Se degrada el Parlamento cuando se utiliza sistemáticamente el real decreto, hurtando el debate a la ciudadanía, olvidando que somos, constitucionalmente, una democracia parlamentaria. Pero también cuando los dos grandes partidos y sus apoyos se interpelan acusándose exactamente de lo mismo: dar un golpe a la democracia. ¡Un golpe de Estado, nada menos! Un golpe es algo tan serio, que asusta que se utilice tan a la ligera. Se parece más al grave y esperpéntico asalto al Capitolio, por el que parece que procesarán a un expresidente por incitación a la insurrección. O a lo que esa caterva ultraderechista pretendía hacer en el Bundestag alemán. Aquí, la supuesta crisis democrática se resolvería tramitando bien una ley, y asumiendo cada cual sus imperativas obligaciones constitucionales. Pero en España se está produciendo un peligroso vaciamiento del lenguaje. Incapaces de hilvanar siquiera un acuerdo sobre conceptos básicos como “golpe a la democracia”, desaparece esa zona común de comprensión imprescindible para conversar y tomar decisiones racionales. Las instituciones que en España discuten sobre la realidad se alejan cada vez más de ella, creando mundos paralelos, y el efecto es desastroso: así no es posible construir una sociedad civil donde los ciudadanos podamos defendernos. Cuando palabras y realidad no encajan, se abre la puerta a la conspiranoia, a que solo las emociones guíen nuestros juicios.

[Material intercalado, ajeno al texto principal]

PR #513, opened 2016-02-18
srutils: change names colliding with libcrypto

camilleoudot:
Kamailio's **srutils** SHA functions have names that collide with OpenSSL's **libcrypto** SHA functions.
In practice, OpenSSL fails to validate a server cert if **srutils** is loaded before **libcrypto**, because their SHA functions are not 100% equivalent.

On my Debian, **http_async_client** was unable to issue any HTTPS request unless server certificate verification was disabled.

This patch solves the issue by renaming the SHA functions in **srutils** to non-colliding names. I think this has no side effect because they are only used internally.

### DIFF
--- a/lib/srutils/sha256.c
+++ b/lib/srutils/sha256.c
@@ -339,7 +339,7 @@ static const char *sha2_hex_digits = "0123456789abcdef";
 
 
 /*** SHA-256: *********************************************************/
-void SHA256_Init(SHA256_CTX* context) {
+void sr_SHA256_Init(SHA256_CTX* context) {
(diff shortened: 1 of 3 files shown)


miconda:
Thanks, it can be merged.

oej:
Should this be back ported?

camilleoudot:
You're right, the bug should occur every time `libsrutils.so` is loaded before `libcrypto.so` and OpenSSL is performing a SHA hash, so it's not specific to the new http modules.
I'll backport it.

PR #514, opened 2016-02-19
pua_dialoginfo: support for sending "Trying" state for callee

phil-lavin:
- pua_dialoginfo: Implement callee_trying parameter in pua_dialoginfo which causes
  a "Trying" state to be sent for both the caller and callee when
  a new dialog is created.
- presentity: Implement table locking for all routes through update_presentity in order
  to avoid a number of different race conditions which resulted in
  extraneous data being put into the presentity table.

The latter change fixes a race condition which triggers more frequently due to the first... however I'm sure there are instances when it would trigger regardless of the first change.


miconda:
Thanks!

PR #519, opened 2016-02-24
tls: enhance the logging of ssl bug #1491 workaround

phil-lavin:
- log shm_available_safe() instead of shm_available() as this is what is
  actually compared in the check
- also log the relevant threshold as it is not always obvious if the default
  value is being used


miconda:
Thanks!

PR #520, opened 2016-02-25
core/futex: fix bug in futex_try

tsearle:
atomic_cmpxchg returns the previous value.  If the previous value was 0 then it was previously unlocked and we now have acquired the lock.

Thus, it should  be c==0 that is considered as the case we enter the lock, not c!=0

As far as I can tell, lock_try (and lock_set_try) are currently no used anywhere in the code, so this fix shoudn't have any impact


miconda:
Thanks!

PR #522, opened 2016-02-29
sdpops improvements and tests

mslehto:
Complete re-implementation of sdp_remove_line_by_prefix(), maybe reviewing by diff does not make sense.
Also feedback is on unit test is welcome as I have not created such for Kamailio earlier.


miconda:
Thanks!

PR #524, opened 2016-03-01
siptrace: Use the trace_local_ip setting in sip_trace()

aphistic:
In some cases the trace_local_ip wasn't being updated when sending out sip trace messages.  This updates the cases I could find to use the trace_local_ip setting when needed.


miconda:
Thanks!

PR #534, opened 2016-03-07
siputils: tel2sip(): fix 'off by one' when allocating memory

dragos-oancea:
While building the sip uri in tel2sip() we have:
```
sip_uri.s = pkg_malloc(sip_uri.len) 
```
But later in pv_set_ruri():
```
val->rs.s[val->rs.len] = '\0';
```
It's overwriting the q_malloc control structures (a classic type of bug already).

Kamailio will log a line like this before crashing:
```
Mar  3 13:31:15 XXXXXXXX /opt/ims/sbin/kamailio[15030]: : <core> [mem/q_malloc.c:140]: qm_debug_frag(): BUG: qm_*: prev. fragm. tail overwritten(c0c0c000, abcdefed)[0x7feaf22bd558:0x7feaf22bd588]!
```
I get this crash with long "tel:" ruris, the ones that have a ";phone-context=" param . 
This patch fixes it.

### DIFF
--- a/modules/siputils/checks.c
+++ b/modules/siputils/checks.c
@@ -374,7 +374,7 @@ int tel2sip(struct sip_msg* _msg, char* _uri, char* _hostpart, char* _res)
 
 	/* reserve memory for resulting sip uri */
 	sip_uri.len = 4 + tel_uri.len - 4 + 1 + hostpart.len + 1 + 10;
-	sip_uri.s = pkg_malloc(sip_uri.len);
+	sip_uri.s = pkg_malloc(sip_uri.len+1);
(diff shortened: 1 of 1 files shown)


miconda:
What version are you using? I haven't had the time too look at the code, just that I remember there was a similar fix at some point, maybe it was a regressions afterwards ...

dragos-oancea:
I am using master. Your fix for tel2sip was in 7992a2b8d42bb7e8bcf1738cf042013ed126a47a , it's similar, but it's not the same thing.

miconda:
Ok, thanks for the clarification. So I guess it needs to be backported as well.

PR #535, opened 2016-03-09
websocket: Fix stats "connectons" typo's.

wdoekes:
The stats now list:

    ws_sip_max_concurrent_connections
    ws_msrp_max_concurrent_connections

Instead of:

    ws_sip_max_concurrent_connectons
    ws_msrp_max_concurrent_connectons

Note that the latter still exist as aliases to the corrected values for
a while.


miconda:
Thanks!

Issue #536, opened 2016-03-09
append_fromtag on upstream in-dialog requests


schoberw:
Record-Routing in in-dialog request are not needed by RFC 3261. But there are many clients out there not sending initial route-set in in-dialog requests. To provided them with the initial route-set together with UAC modified requests the ;ftag parameter must be the to-tag on upstream requests.
append_fromtag parameter added the tag value from "from" header always, even on upstream. This is fixed here.

It is not done on record_route_preset(). This should not be called on record routing anyway.

[rr_record.c.patch.txt](https://github.com/kamailio/kamailio/files/164708/rr_record.c.patch.txt)

miconda:
Can you make a pull request via github? In that way is easy to review and merge, plus Travis-CI will compile the patch to be sure it works fine on many distros.

schoberw:
Hi!

It seems I’ve done it wrong. I did a fork and then a pull request. This is obviously not seen by others. Right?
https://github.com/schoberw/kamailio/pull/1

Can you pls help me doing it right?

Thanks!
Br
Walter

Von: Daniel-Constantin Mierla [mailto:notifications@github.com]
Gesendet: Mittwoch, 09. März 2016 09:09
An: kamailio/kamailio
Cc: Walter Schober
Betreff: Re: [kamailio] append_fromtag on upstream in-dialog requests (#536)


Can you make a pull request via github? In that way is easy to review and merge, plus Travis-CI will compile the patch to be sure it works fine on many distros.

schoberw:
Thank you all! Done!

PR #537, opened 2016-03-09
append_fromtag on upstream in-dialog requests

schoberw:
Record-Routing in in-dialog request are not needed by RFC 3261. But there are many clients out there not sending initial route-set in in-dialog requests. To provided them with the initial route-set together with UAC modified requests the ;ftag parameter must be the to-tag on upstream requests.
append_fromtag parameter added the tag value from "from" header always, even on upstream. This is fixed here.

It is not done on record_route_preset().

Handles issue #536


miconda:
Thanks! I pushed the commit manually with you as author to get rid of extra merge pull request notification, but also follow the commit message guidelines for formatting (which I forgot to point to previously):

PR #995, opened 2017-02-15
sipcapture: Added exported pseudo-variable $hep(dst_ip) and updated README 

davidcsi:
Added a new exported pseudo-variable to expose HEP's message's original source ip address.
Added an "Exported pseudo-variabled" to the README file to document $hep(src_ip) and $hep(dst_ip).


adubovikov:
thank you

PR #996, opened 2017-02-15
Fix execinfo error in ims_dialog module

ffontaine:
Currently, ims_dialog includes execinfo.h to use backtrace in the
backtrace2str function. However, all calls to backtrace2str are
commented so disable this function through "if 0" and comment the
include on execinfo.h to allow the cross-compilation of the ims_dialog
module as some libc's don't always have this header (uclibc-ng, musl)

Signed-off-by: Fabrice Fontaine <fontaine.fabrice@gmail.com>

### DIFF
--- a/src/modules/ims_dialog/dlg_hash.c
+++ b/src/modules/ims_dialog/dlg_hash.c
@@ -17,7 +17,7 @@
 #include "dlg_profile.h"
 #include "dlg_handlers.h"
 #include "dlg_db_handler.h"
-#include <execinfo.h>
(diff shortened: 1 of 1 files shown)


miconda:
Can you update the commit message to follow the recommendations from contributions guide?

  - https://www.kamailio.org/wiki/devel/github-contributions#commit_message_format

The commit messages are used to generate the changelog and it is good to have a coherence there.

miconda:
Thanks!

PR #999, opened 2017-02-17
rtpengine: really do allow unsigned setid

zxcpoiu:
## Motivation

1. DOC says `setid` in mysql should be `UNSIGNED INT`:
    http://www.kamailio.org/docs/modules/4.4.x/modules/rtpengine.html#rtpengine.p.table_name
    http://www.kamailio.org/docs/modules/4.4.x/modules/rtpengine.html#rtpengine.p.setid_col

2. kamailio did report invalid value if `setid` less than 0.

3. kamailio rtpengine module declares setid as `int setid`, thus we can not use setid more than 2147483647

This PR changes declaration of `setid` from `int` to `unsigned int`

## UNSURE (REVIEW NEEDED):

I'm not sure about:

should `int_val` in `fixup_set_ip` at [rtpengine.c#L910](https://github.com/kamailio/kamailio/blob/master/src/modules/rtpengine/rtpengine.c#L910) be declared as `unsigned int` as well?

not sure about the usage of `int pv_locate_name()` and `unsigned short str2s()` in the `fixup_set_ip()` function.

should we use `str2int` instead `str2s` ?

let me know if I'm on the wrong direction

### DIFF
--- a/src/modules/rtpengine/rtpengine.c
+++ b/src/modules/rtpengine/rtpengine.c
@@ -140,7 +140,7 @@ static int parse_flags(struct ng_flags_parse *, struct sip_msg *, enum rtpe_oper
 static int rtpengine_offer_answer(struct sip_msg *msg, const char *flags, int op, int more);
 static int fixup_set_id(void ** param, int param_no);
 static int set_rtpengine_set_f(struct sip_msg * msg, char * str1, char * str2);
-static struct rtpp_set * select_rtpp_set(int id_set);
+static struct rtpp_set * select_rtpp_set(unsigned int id_set);
 static struct rtpp_node *select_rtpp_node_new(str, str, int, struct rtpp_node **, int);
 static struct rtpp_node *select_rtpp_node_old(str, str, int, enum rtpe_operation);
 static struct rtpp_node *select_rtpp_node(str, str, int, struct rtpp_node **, int, enum rtpe_operation);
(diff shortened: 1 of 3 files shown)


rfuchs:
Yes I think you're right. It should use `str2int` instead of `str2s`.

zxcpoiu:
thanks! updated.

src/modules/rtpengine/rtpengine.c
```diff
@@ -933,11 +934,11 @@ static int fixup_set_id(void ** param, int param_no)
...
 	} else {
-		int_val = str2s(*param, strlen(*param), &err);
-		if (err == 0) {
+		int_val = str2int(&s, &set_id);
+		if (int_val == 0) {
 			pkg_free(*param);
-			if((rtpp_list = select_rtpp_set(int_val)) ==0){
-				LM_ERR("rtpp_proxy set %i not configured\n", int_val);
+			if((rtpp_list = select_rtpp_set(set_id)) ==0){
+				LM_ERR("rtpp_proxy set %i not configured\n", set_id);
```
rfuchs: format should be %u here

src/modules/rtpengine/rtpengine.c
```diff
@@ -1442,9 +1443,9 @@ mod_init(void)
 	/* select the default set */
 	default_rtpp_set = select_rtpp_set(setid_default);
 	if (!default_rtpp_set) {
-		LM_NOTICE("Default rtpp set %d NOT found\n", setid_default);
+		LM_NOTICE("Default rtpp set %u NOT found\n", setid_default);
```
rfuchs: The type of `setid_default` itself also ought to be changed to unsigned accordingly

zxcpoiu:
@rfuchs 
thanks for review, I have it updated and rebased accordingly.

it's true, I felt a little bit awkward while I was trying to turn `int` to `unsigned`.

zxcpoiu:
just want to share my use case if anyone has similar purpose:

I was using `mediaproxy` module and have own load balancing/failover outside of `kamailio`.
the id for media server was `ip address string` which will be put into `media_relay_avp`.

so for the uniqueness, I just need to convert `ip address string` into `unsigned int` as media server id to issue command to.

`int` variable only supports ip address that the first field is less than `127`
use `unsigned int` can easily convert ip string/int back and forth while keeping uniqueness.

PR #1000, opened 2017-02-17
usrloc: fix ucontact shared leak

linuxmaniac:
keep a copy of ``urecord`` if mode is DB_ONLY as it is static preventing leaking ``ucontact`` to shared memory

See #997 for details

### DIFF
--- a/src/modules/usrloc/ucontact.c
+++ b/src/modules/usrloc/ucontact.c
@@ -1672,6 +1672,7 @@ static inline int update_contact_db(ucontact_t* _c)
  */
 int update_ucontact(struct urecord* _r, ucontact_t* _c, ucontact_info_t* _ci)
 {
+	struct urecord _ur;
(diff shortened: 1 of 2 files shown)


src/modules/usrloc/ucontact.c
```diff
@@ -1672,6 +1672,7 @@ static inline int update_contact_db(ucontact_t* _c)
  */
 int update_ucontact(struct urecord* _r, ucontact_t* _c, ucontact_info_t* _ci)
 {
+	static struct urecord _ur;
```
miconda: I don't see a reason to declare the variable _ur static here or in the other cases of the patch. It does not seem to be used outside of the function, so it can be declared locally (on the stack).

miconda:
Besides my remark with the static variable, I'm ok to get the PR merged and backported. Thanks.

PR #1007, opened 2017-02-23
siptrace: new hlog() function to send logs to homer

camilleoudot:
This adds the `hlog()` function to the siptrace module, that sends a HEP3 LOG event packet to the URI configured in the module.

Usage:
```
...
hlog("[cfg:$cfg(line)] This is a log from kamailio to Homer");
...
hlog("$hdr(P-MyID)", "Another one with a custom correlation ID");
...
```


adubovikov:
:+1:

PR #1009, opened 2017-02-24
Call-Info header support

linuxmaniac:
and use it on ``sca``

### DIFF
--- a/src/core/parser/case_c_inf.h
+++ b/src/core/parser/case_c_inf.h
@@ -1,0 +1,37 @@
+/*
+ * Copyright (C) 2017 Victor Seva (sipwise.com)
+ *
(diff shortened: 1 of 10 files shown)


miconda:
The license for core file has to be bsd-like (e.g., as in src/core/atomic/atomic_native.h or src/modules/topoh/topoh_mod.c), copyright stays with you, so we don't have to hunt you in few more years if we need to link to a new lib that requires an exception like we have for libssl these days.

linuxmaniac:
> The license for core file has to be bsd-like

Solved

> so we don't have to hunt you in few more years 

😨

miconda:
It can be merged, thanks!

PR #1013, opened 2017-03-03
modules/siptrace: remove duplicate HEP version check

mslehto:
I think only this check is enough:
https://github.com/kamailio/kamailio/blob/f6396033763f1d55c11744ddb9774e112865400a/src/modules/siptrace/siptrace.c#L303-L306


adubovikov:
yep. thank you!

PR #1014, opened 2017-03-03
db_text fixes & live query

lazedo:


src/modules/db_text/dbt_raw_query.c
```diff
@@ -117,15 +117,22 @@ int dbt_raw_query_select(db1_con_t* _h, str* _s, db1_res_t** _r)
 		result_cols = pkg_malloc(sizeof(db_key_t) * cols);
 		memset(result_cols, 0, sizeof(db_key_t) * cols);
 		for(n=0; n < cols; n++) {
-			result_cols[n] = &_tbc->colv[n]->name;
+			result_cols[n] = pkg_malloc(sizeof(str));
```
miconda: The result of mallocs are not checked if there is a valid pointer or NULL, which can happen on not enough memory available.

miconda:
Thanks, it can be merged!

PR #1016, opened 2017-03-03
presence: add pres_has_subscribers

lazedo:


miconda:
It needs the documentation of the new function in the docbook xml files. Then it can be merged.

PR #1017, opened 2017-03-03
presence: add a offset for allowed cseq difference

lazedo:


miconda:
The new parameter needs to be documented, then it can be merged.

PR #1192, opened 2017-07-28
suggestions from static analyzer

mslehto:


miconda:
Thanks! I am merging, but then adjust more on the patch for db_text because there can be  memsets on null pointer.

PR #1194, opened 2017-07-31
Centos 7 specfile updates

smititelu:
#### Pre-Submission Checklist

#### Type Of Change

#### Checklist:

- [x] Tested changes locally

#### Description

Update the specfile for centos 7 to:
- build rabbitmq module package
- exclude kamailio-ims package dependency when installing main kamailio package


miconda:
I am going to apply 054b865 manually, because the second patch (9010d7e) needs to be discussed. I rushed initially and merged, but then I noticed that the `lib/ims` depends on libxml2, and by moving it into the core kamailio package, that one becomes dependent of libxml2. Am I right? If yes, this needs to be sorted out in a different way (e.g., make a package kamailio-lib-ims)

PR #1200, opened 2017-08-01
kamctl: fix dangerous 'rm -rf' code in case if variables are not defined

taurus-forever:
Hi,

kamctl has a historical bomb which can be new https://github.com/MrMEEE/bumblebee-Old-and-abbandoned/issues/123 in case if variables are undefined for some reason.

Have fun! CC @linuxmaniac


miconda:
Thanks!

PR #1206, opened 2017-08-07
textops: Fix 'offset exceeds message size' crash.

codyherzog:
Ensure that buffer is null terminated when subst_run() function is used.


miconda:
Thanks!

PR #1213, opened 2017-08-11
ims_auth: fixed rare core dump, due to null ptr check

christoph-v:
The ims_auth module reads the value from the Content-Length header
of a REGISTER request, before decoding the message body.
Due to a missing null pointer check, reading this value leads
to core dump in case the Content-Length header is missing.

#### Pre-Submission Checklist

- [ x] Commit message has the format required by CONTRIBUTING guide
- [ x] Commits are split per component (core, individual modules, libs, utils, ...)

#### Type Of Change
- [ x] Small bug fix (non-breaking change which fixes an issue)

#### Checklist:

- [ x] PR should be backported to stable branches
- [ x] Tested changes locally

#### Description

Added a null pointer check in function ims_get_body() - file utils.c of
module ims_auth - to check whether Content-Length Header was present
in REGISTER message.
If Content-Length Header is not present, a Default value of 0 will be assumed.

### DIFF
--- a/src/modules/ims_auth/utils.c
+++ b/src/modules/ims_auth/utils.c
@@ -204,7 +204,9 @@ str ims_get_body(struct sip_msg * msg)
 		LM_DBG("Error parsing until header Content-Length: \n");
 		return x;
 	}
-	x.len = (int)(long)msg->content_length->parsed;
+	if (msg->content_length)
+	    // Content-Length header might be missing
+	    x.len = (int)(long)msg->content_length->parsed;
         
         if (x.len>0) 
             x.s = get_body(msg);	


ngvoice:
Merged, thanks!

christoph-v:
Thanks. What can I do to enable/support backporting to 5.0 and 4.4 branches?

miconda:
You can use `git cherry-pick -x MASTER_COMMIT_ID` in branches `5.0` and `4.4` to make the backports in your local clones, then push them here as pull requests.

christoph-v:
Thanks. We discussed and decided not to backport currently.

PR #1214, opened 2017-08-13
pkg/kamailio/centos/7: Update CentOS spec file

sergey-safarov:
update version suffix
added unpackaged `acc_diameter` files
removed dependency to not existed package `libcrypto `


miconda:
Thanks!

PR #1218, opened 2017-08-17
pv: add string corehash transform

lazedo:
#### Type Of Change

#### Checklist:

- [X] Tested changes locally

#### Description

adds string transform with optional size parameter to return the slot if supplied

`usage`

- $(var(myvar){s.corehash}) `returns the hash`
- $(var(myvar){s.corehash, 32}) `returns the slot`

`would be great if this can be backported to branch 5.0 and included in next week release`


miconda:
Thanks!

miconda:
I merged, then pushed some adjustments.

What I noticed is that the value is returned as a string, while one may expect a number, given that's typically an hash id. Any particular reason for this?

lazedo:
@miconda thanks. the reason was for large numbers not handled properly in script (uint) afaik.

PR #1227, opened 2017-09-03
pkg/kamailio/centos: Updated RPM spec file to support build fedora, RHEL, openSUSE

sergey-safarov:
Updated RPM spec file to support build fedora, RHEL, openSUSE via openSUSE build service.
Removed unnecessary RPM spec files


sergey-safarov:
Using this RPM spec file created packages for Fedora, CentOS, RHEL, OpenSUSE distrs
[more info](https://build.opensuse.org/package/show/home:sergey-safarov:v5.0.x-rpms/kamailio50)

miconda:
Is this PR removing old specs and adds the one for OpenSuse Build Service (OBS)?

sergey-safarov:
Yes. Now one SPEC file for all RPM based dists.
Old SPEC is removed.

miconda:
As far as I understood, at least it was the case in the past, those `%if` in OBS were extensions of OBS, not working on usual rpm build. That's the reason I did OBS specs only in the OBS repo, not in Kamailio repo.

So I would rather keep the old specs as they are for those that want to build locally and have obs folder to host the specs for the suse build service. Later, if proves to be ok to use the obs spec for building locally on the rpm distros (centos, fedora, redhat, oracle, ...), then we can either make symlinks or remove the specific folder.

Therefore, you should make a PR just for inclusion of the OBS spec files. Removal of the others will be subject of further discussions in the community.

miconda:
Btw, there has to be a PR for master branch first. Then one to backport to 5.0.

sergey-safarov:
Created PR https://github.com/kamailio/kamailio/pull/1228

PR #1230, opened 2017-09-09
pkg/kamailio/obs: Updated obs SPEC file

sergey-safarov:


miconda:
`crypto` module requires `libcrypto` or `libssl` if `libcrypto` is not packaged separately. Not sure how is on centos, but there is an external library required for `crypto` module.

Then again, removing packaging specs for `centos` or other distro is not going to be done like this. You pointed to obs packaging specs, but there are custom extensions, afaik -- so one cannot build rpms locally on own centos server with obs specs. Am I right?

If you need to adjust dependencies in obs specs, do a dedicated PR.

Removing any other specs, it's a subject of a dedicated PR as well, after discussing on mailing lists.

sergey-safarov:
Hello Daniel @miconda 
This PR only contains obs SPEC update.
1. Fixed mod crypto packaging;
2. Fixed dependency declaration for OpenSUSE leap dists;
3. removed obs macro usage;
4. Added obs project config (prjconf) - %rel macro now have correct form for CentOS, RHEL, Fedora dists

miconda:
Thanks!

Gobierno y oposición han dejado de llegar a acuerdos de Estado. Ya no son adversarios, sino enemigos que se niegan a pactar siquiera un presupuesto porque equivaldría a una traición. La oposición ha hecho de su programa un dogma: no a todo, sobre la verdad (Sánchez es un bolivariano) no se negocia. La lógica democrática da paso al mero y vacío filibusterismo, que vampiriza las instituciones: el poder ya no está dividido, sino bloqueado. Pero quizá sea nuestro presidente quien tenga una mayor responsabilidad, pues un gobernante no puede, no debe permitirse romper con la mitad de la población a la que gobierna. Afortunadamente, y al menos por ahora, la ciudadanía demuestra ser más pragmática, pues comprende que la realidad no se corresponde con el apocalipsis que invocan tan esforzadamente sus representantes: solo espera de ellos, y del resto de los poderes del Estado, que no nos lleven al borde del precipicio.